只有实实在在看着怀里人,确认他还有呼吸,还有温度,宴琛才会有安全感。
在他没看见的地方,应树也一直睁着眼,手紧紧抓着他的衣角,一刻也不愿意松开。
第二日天刚亮,温玉玲就亲自提着食盒来了。
打开病房,看见应书正在帮宴琛洗脸,两人的黑眼圈一个比一个重,温玉玲道:“小书今晚就回家休息吧,这里我会找人看着的。”
应树连连摇头:“温阿姨,我想留下来,请让我留下来吧。”
温玉玲怜爱地摸了摸他的脑袋,道:“你这样,不凡会担心的。”
应树保证道:“我会照顾好自己的,也会跟哥哥讲清楚,不让他担心。”
温玉玲拿他一点办法也没有,只好再三叮嘱,不要让自己那么累。
宴琛的腿还打着石膏,行动不是很方便,应树也因为摔伤,走路一瘸一拐。
两个伤患在同一间病房大眼瞪小眼。
宴琛犹豫再三,不舍道:“要不你听话回去休息,这里有护工,不用担心。”
“不要,”应树一口回绝。
他爬上床,和宴琛并肩躺在一起,拿着手机问:“要看电视吗?你之前让我追的动漫又更新了,我们一起看呀。”
宴琛:“好。”
应不凡下午推门进来时,看到两人并着脑袋正睡得香,应不凡把阿姨做的甜点和粥放在柜子上,没有打扰,静静坐了会儿。
他想就这样下去吧,也该把弟弟的婚礼提上日程了-
宴琛的腿伤得不是特别重,第五周就拆除了石膏,开始进行复健。
应树当时有楼梯扶手和管家帮他缓冲了一下,他没有伤到骨头,恢复得比宴琛更快,淤青早已散去,如今行动自如。
两人在医院的这段时间,总是形影不离,应树也比他们预想中留的时间更长。
宴琛甚至抱了点侥幸,是不是应树的系统坏了,不能再将他带回去?还是大概老天也发了善心,不忍他们分开,把他的小树留了下来。
不管是哪种,宴琛都无比庆幸。
等到宴琛彻底恢复好后,他提出了带应树出去度假。
现在已经是十月中旬,天气正好。
应树开开心心回家收拾行李,等宴琛去接他时,发现他身后还站着同样推着行李箱的应不凡。
应不凡朝他挥手打招呼:“嗨,兄弟。
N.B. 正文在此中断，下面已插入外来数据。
PR #91, opened 2018-03-01
Isolated Workspaces Updates

bdwain:
@bestander I have some small changes I realized were necessary after beginning work on this.

[rendered](https://github.com/bdwain/rfcs/blob/master/accepted/0000-isolated-workspaces.md)

### DIFF
--- a/accepted/0000-isolated-workspaces.md
+++ b/accepted/0000-isolated-workspaces.md
@@ -32,6 +32,7 @@ relevant yarn commands should be able to be run with an `--isolated` flag.
 
 Relevant commands (based on current functionality) include
 - install
+- add
 - upgrade
 - upgrade-interactive
 - outdated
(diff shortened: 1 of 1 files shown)


accepted/0000-isolated-workspaces.md
```diff
@@ -46,37 +47,30 @@ If you run a command with the isolated flag and are in a workspaceDir, it will r
...
 ### install
-#### With isolated flag
 Install only that package's dependencies, and do not hoist them to the rootDir. Install dependencies on other
 workspaces from registry instead of using the local version. 
 
 It should still use the rootDir's lockfile since adding lockfiles for each workspace will cause conflicts
 across workspaces. Since other workspaces will not be in the lockfile, it should determine their versions as if it was 
 installing without a lockfile (by taking the newest version that matches their semver).
 
-#### Changes to current (non-isolated) behavior
```
bdwain: deleting the dependency on install seems to happen automatically already, so it was unnecessary. With that, no existing commands needed changing.

bdwain: deleting the dependency on install seems to happen automatically already, so it was unnecessary. With that, no existing commands needed changing.

bestander:
Looks good, thanks @bdwain!

PR #556, opened 2015-01-14
Fazal Shnazzle Dates

dan-palmer:
- [ ] change gds date fields to have extra attribute and change type from text to number


Demwunz:
input should be `type="number"`. I also need to be able to add additional `pattern` attributes

dan-palmer:
@Demwunz If we use the number type it changes the desktop behaviour of the input fields. Rather than stopping a user only putting in 2 or 4 digits they can type as many as they want.

Also unless we pass a pattern like `pattern='\d*'` mobile safari will give you the keyboard with numbers and misc characters:

screen shot 2015-01-18 at 18 56 20

If we want the number keypad to show and keep the behaviour(honour only allowing 2 or 4 characters in desktop browsers) we could use `type="tel"`.

Made a wee fiddle for ya http://jsfiddle.net/o8tk1zk8/ :sparkles: :gun: 

ios simulator screen shot 18 jan 2015 18 59 55

dan-palmer:
:eyes: :up: cc @cleargif

dan-palmer:
see #565

dan-palmer:
#565 has been merged, such close?

PR #557, opened 2015-01-14
Ui/mobile menu manager

dan-palmer:


app/controllers/application_controller.rb
```diff
@@ -55,5 +55,21 @@ def claim_path_for(page, options = {})
     send "claim_#{page}_path".underscore, options
   end
 
-  helper_method :claim, :claim_path_for
+  def show_signout?
```
dan-palmer: + These methods should be hoisted up into a concern so that they can be used in the markdown controllers too. (Cookie spec is failing for this reason).
+ The views which previously took an options hash with the hide information are now irrelevant with this approach and need to be tidied up.
+ This approach changes how the removal of the sign out on the application-number page would have been implemented & should have been discussed with me & @stevegraham first.

app/controllers/application_controller.rb
```diff
@@ -55,5 +55,21 @@ def claim_path_for(page, options = {})
...
+    !@hide_signout
+  end
+
+  def hide_signout
+    @hide_signout = true
+  end
+
+   def show_mobile_nav?
```
dan-palmer: indentation :+1:

dan-palmer:
@cleargif @Demwunz 

One of you guys will have to rebase this beast. Too many changes in here I'm not sure on.

Demwunz:
I'll do it

Demwunz:
replaced with new branch ui/mobile-menu

PR #569, opened 2015-01-20
Static error pages

stevegraham:
Error pages for 404, 422, 500, and 503 HTTP errors

URLs:
http://0.0.0.0:3000/404.html
http://0.0.0.0:3000/422.html
http://0.0.0.0:3000/500.html
http://0.0.0.0:3000/503.html

@Demwunz There is an issue with the footer not being on the bottom of the page. Can you take a look? Also maybe we can remove the references to the JS too for these pages?

### DIFF
--- a/public/404.html
+++ b/public/404.html
@@ -123,13 +123,15 @@
   <div class="container">
     <header class="main-header">
       <h1>
-        The page you were looking for doesn't exist.
+        The page you are looking for does not exist or is temporarily unavailable.
       </h1>
     </header>
     <div class="main-content">
       <div class="static-content">
         <article id="service_suspended">
-          <p>You may have mistyped the address or the page may have moved.</p>
+          <div class="panel-indent">
+            <p>Please try retyping the address or go back to the previous page</p>
+          </div>
         </article>
       </div>
     </div>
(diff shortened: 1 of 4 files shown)


tomwm:
@stevegraham obviosuly i cant see the loal urls. Can i check you used the copy on here for the 500's
https://docs.google.com/a/digital.justice.gov.uk/document/d/1aN0dT1lPZFCdID_7DRCe5LCFwNpq3rOvX6mYPPo3DVM/edit for

stevegraham:
I didn't use that copy but @Demwunz can change it when he's going over it.

tomwm:
cool, make it so @Demwunz

Demwunz:
!(make it so)[http://amazingr.com/make-it-so.gif]

tomwm:
http://media3.giphy.com/media/MMpZTGSJn2eHu/200.gif

Demwunz:
@tomwm I've added a link on one page, but it all depends on how long the parallel service will be running for. Moreover, if they start an application in the other service and return, they will have committed to a system that will ultimately be phased out. 

There is also a danger that any 5xx 4xx error could just be a temporary glitch, by making them wait a few minutes or reloading would be a more suitable path of action.

stevegraham:
Thanks @Demwunz

PR #570, opened 2015-01-20
Replace non alpha numeric characters in filenames

dan-palmer:
Adds a rather sickening regex to replace characters in filenames that are not alphanumeric


app/services/carrierwave_filename.rb
```diff
@@ -2,7 +2,7 @@ module CarrierwaveFilename
   def for(attachment, underscore: false)
     file = attachment.file && attachment.file.path.split('/').last
 
-    underscore ? file.tr('-', '_') : file
+    underscore ? file.gsub(/[^a-zA-Z0-9](?=[[:alnum:]]*\.)/, '_') : file
```
dan-palmer: :sob:

stevegraham: Sanitisation could be hoisted into a private method with a descriptive name. It's no longer immediately clear what is happening here due to the relative complexity of the regex. Do you think it would help?

dan-palmer: Yeah totes agree. Sorry missed this comment, was considering another way to achieve the same result that conveys our intent a little better.

app/services/carrierwave_filename.rb
```diff
@@ -1,9 +1,18 @@
-module CarrierwaveFilename
```
stevegraham: The Module+extend self syntax will still work for private methods, no?

dan-palmer: lolz, I thought thats what I'd pushed - well spotted. was playing around with module_function and class separately.. & theres me adding a review label & not even looking over it myself. :boom: :gun: :skull:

”
宴琛:……
不知道在嗨什么。
他们度假地点选在了H市,是一座生活节奏很慢,山清水秀的城市,还有著名的月老庙。
第一天,三人去划船游湖,感受南方城市的内敛温和,尝遍了H市的著名小吃。
第二天,天空飘起了小雨,他们还是按原计划出发,去月老庙拜拜,顺便也替应不凡求段好姻缘。
青石小路盘旋曲折,烟雨朦胧尽显山间秀美。
应不凡走在前面和秦翰庭打视频,他举着手机,环绕拍了一圈,道:“环境真好,空气也很清新,你没能来真是一大损失。”
秦翰庭:“阿琛和你弟呢?”
应不凡把摄像头调到前置,理了理自己的发型,随后手机往后面歪了歪,说:“他俩走得慢……”
镜头里的宴琛和应书共撑一把伞,应书手里端着一盒水果捞,正插了一块苹果喂给宴琛,宴琛俯身用嘴去接。
秦翰庭看了眼浓情蜜意的两人,又看了眼应不凡的大头,道:“幸好我没来。”
应不凡:“你什么意思啊?”
来到了月老庙中,宴琛和应树诚心跪拜,还买了同心锁,把两人的名字写了上去。
应树笑问:“会觉得我很迷信吗?”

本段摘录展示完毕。